Report each line of the records where "then" occurs.

*Data section*:
● ● ● ● ● ● ●

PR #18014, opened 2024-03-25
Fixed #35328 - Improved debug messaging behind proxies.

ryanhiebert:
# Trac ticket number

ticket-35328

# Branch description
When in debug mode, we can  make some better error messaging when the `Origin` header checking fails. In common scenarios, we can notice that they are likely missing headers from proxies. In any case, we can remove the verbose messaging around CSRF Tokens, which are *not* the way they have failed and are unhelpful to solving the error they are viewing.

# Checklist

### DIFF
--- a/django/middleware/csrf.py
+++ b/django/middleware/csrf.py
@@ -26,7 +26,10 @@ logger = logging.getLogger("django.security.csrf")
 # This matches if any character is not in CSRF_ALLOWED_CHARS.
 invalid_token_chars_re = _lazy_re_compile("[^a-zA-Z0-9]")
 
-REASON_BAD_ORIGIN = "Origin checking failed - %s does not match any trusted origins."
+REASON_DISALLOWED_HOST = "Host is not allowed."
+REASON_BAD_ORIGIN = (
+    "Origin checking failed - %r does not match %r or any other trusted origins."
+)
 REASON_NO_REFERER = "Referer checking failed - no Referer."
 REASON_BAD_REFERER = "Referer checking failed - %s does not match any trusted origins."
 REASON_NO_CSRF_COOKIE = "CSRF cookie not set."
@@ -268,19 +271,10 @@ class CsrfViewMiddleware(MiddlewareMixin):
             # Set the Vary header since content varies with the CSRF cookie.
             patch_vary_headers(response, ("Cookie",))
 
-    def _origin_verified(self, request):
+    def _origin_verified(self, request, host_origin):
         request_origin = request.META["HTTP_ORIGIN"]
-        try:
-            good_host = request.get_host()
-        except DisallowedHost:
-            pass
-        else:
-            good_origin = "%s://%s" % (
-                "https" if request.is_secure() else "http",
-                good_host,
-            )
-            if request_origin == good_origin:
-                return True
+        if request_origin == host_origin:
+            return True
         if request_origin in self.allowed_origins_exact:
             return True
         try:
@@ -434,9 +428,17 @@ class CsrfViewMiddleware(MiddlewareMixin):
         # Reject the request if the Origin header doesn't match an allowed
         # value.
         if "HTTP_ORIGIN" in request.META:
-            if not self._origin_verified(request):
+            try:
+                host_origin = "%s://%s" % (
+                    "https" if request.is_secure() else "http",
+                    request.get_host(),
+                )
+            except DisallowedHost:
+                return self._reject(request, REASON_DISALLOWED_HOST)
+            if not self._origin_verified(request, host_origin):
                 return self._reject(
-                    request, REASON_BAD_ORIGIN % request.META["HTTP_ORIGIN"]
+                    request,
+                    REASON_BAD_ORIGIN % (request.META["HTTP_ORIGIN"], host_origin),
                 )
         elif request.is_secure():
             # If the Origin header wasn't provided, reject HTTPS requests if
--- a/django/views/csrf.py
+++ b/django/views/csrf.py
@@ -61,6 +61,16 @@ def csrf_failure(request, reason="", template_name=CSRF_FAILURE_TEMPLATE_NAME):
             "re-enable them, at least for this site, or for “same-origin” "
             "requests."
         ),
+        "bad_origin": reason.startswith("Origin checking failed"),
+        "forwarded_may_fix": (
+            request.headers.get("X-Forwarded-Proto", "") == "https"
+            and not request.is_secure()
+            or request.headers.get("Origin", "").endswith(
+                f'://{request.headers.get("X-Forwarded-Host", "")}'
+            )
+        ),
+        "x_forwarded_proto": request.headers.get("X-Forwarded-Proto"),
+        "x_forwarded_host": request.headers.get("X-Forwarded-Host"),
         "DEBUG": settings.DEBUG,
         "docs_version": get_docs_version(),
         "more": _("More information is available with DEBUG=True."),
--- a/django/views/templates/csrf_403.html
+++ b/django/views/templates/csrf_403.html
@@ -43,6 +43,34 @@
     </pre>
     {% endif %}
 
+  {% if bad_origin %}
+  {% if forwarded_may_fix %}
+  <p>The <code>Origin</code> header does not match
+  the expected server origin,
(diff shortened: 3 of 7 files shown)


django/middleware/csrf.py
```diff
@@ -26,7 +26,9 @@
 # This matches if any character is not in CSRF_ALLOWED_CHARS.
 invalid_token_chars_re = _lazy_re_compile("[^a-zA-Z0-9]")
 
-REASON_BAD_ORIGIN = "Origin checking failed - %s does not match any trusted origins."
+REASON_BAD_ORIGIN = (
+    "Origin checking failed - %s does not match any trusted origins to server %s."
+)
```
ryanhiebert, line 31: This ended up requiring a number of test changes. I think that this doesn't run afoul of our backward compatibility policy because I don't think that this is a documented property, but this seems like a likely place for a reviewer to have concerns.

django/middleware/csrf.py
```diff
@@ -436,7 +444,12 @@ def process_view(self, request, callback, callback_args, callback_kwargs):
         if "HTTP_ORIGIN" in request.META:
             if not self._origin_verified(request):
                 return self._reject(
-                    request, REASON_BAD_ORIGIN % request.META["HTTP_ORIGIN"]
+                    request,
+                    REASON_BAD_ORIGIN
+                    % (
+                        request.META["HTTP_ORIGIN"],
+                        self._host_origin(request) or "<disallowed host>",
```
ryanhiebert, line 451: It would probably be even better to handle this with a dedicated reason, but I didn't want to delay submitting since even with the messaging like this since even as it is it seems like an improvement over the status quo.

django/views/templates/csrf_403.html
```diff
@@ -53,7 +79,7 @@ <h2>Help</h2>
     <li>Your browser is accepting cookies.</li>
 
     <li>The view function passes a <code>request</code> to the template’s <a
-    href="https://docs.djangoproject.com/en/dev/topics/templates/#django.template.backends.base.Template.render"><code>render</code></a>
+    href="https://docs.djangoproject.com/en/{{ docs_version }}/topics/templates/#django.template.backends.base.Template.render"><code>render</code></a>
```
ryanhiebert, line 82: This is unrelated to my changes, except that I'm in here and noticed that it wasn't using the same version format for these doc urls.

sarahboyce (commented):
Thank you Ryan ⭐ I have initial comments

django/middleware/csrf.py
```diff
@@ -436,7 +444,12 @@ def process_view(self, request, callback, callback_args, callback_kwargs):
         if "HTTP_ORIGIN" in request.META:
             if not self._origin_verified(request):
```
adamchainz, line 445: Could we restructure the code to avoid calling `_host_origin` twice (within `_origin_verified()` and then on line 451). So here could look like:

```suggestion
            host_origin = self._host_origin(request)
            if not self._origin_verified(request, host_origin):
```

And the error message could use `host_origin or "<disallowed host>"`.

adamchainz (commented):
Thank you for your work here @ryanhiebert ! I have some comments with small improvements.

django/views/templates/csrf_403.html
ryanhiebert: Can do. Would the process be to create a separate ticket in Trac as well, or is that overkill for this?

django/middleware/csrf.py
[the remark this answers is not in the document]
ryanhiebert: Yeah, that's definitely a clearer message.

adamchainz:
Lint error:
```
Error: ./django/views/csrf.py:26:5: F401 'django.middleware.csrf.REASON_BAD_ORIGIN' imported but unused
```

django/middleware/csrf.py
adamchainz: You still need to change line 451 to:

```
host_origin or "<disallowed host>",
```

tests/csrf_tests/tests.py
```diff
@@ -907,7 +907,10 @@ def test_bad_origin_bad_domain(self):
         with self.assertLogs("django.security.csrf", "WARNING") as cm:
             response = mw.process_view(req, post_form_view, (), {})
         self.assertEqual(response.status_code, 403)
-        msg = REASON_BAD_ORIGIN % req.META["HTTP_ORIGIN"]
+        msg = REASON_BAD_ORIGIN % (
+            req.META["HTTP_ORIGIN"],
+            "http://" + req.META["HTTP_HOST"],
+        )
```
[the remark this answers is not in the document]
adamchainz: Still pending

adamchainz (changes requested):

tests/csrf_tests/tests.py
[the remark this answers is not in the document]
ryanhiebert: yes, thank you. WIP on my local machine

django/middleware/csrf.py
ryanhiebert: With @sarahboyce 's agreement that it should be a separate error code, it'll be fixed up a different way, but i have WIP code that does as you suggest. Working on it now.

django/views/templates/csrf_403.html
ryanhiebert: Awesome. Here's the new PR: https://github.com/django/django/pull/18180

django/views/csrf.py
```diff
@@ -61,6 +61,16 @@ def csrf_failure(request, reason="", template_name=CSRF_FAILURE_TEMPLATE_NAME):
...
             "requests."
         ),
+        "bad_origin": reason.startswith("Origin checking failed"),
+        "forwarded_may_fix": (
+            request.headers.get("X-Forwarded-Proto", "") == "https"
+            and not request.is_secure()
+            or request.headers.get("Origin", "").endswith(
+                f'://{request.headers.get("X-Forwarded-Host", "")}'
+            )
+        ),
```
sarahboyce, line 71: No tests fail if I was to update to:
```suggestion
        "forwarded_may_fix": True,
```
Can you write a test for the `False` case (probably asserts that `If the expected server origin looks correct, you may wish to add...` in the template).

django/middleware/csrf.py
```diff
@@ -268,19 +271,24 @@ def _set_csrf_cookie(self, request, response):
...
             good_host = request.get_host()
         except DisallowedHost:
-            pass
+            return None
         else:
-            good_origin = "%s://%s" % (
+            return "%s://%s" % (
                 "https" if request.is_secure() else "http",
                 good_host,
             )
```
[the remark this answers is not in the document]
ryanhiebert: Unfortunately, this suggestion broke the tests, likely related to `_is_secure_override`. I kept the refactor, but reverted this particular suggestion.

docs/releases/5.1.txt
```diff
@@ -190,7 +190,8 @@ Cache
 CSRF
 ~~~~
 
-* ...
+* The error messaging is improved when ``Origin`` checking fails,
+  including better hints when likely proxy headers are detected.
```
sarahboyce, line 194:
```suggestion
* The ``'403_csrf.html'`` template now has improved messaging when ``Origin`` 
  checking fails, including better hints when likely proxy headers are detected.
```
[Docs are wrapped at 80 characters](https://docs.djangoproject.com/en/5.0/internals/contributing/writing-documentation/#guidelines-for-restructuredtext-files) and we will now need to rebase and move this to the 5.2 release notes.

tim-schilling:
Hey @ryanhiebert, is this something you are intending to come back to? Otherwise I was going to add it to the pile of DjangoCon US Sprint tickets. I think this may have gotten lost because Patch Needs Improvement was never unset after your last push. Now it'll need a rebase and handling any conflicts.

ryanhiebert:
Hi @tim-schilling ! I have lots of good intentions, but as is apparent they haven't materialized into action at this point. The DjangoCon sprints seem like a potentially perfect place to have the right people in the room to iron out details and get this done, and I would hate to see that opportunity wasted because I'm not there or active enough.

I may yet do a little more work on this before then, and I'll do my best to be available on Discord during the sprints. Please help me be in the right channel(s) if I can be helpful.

● ● ● ● ● ● ●

*Solution*:
adamchainz, line 445: Could we restructure the code to avoid calling `_host_origin` twice (within `_origin_verified()` and then on line 451). So here could look like:
I may yet do a little more work on this before then, and I'll do my best to be available on Discord during the sprints. Please help me be in the right channel(s) if I can be helpful.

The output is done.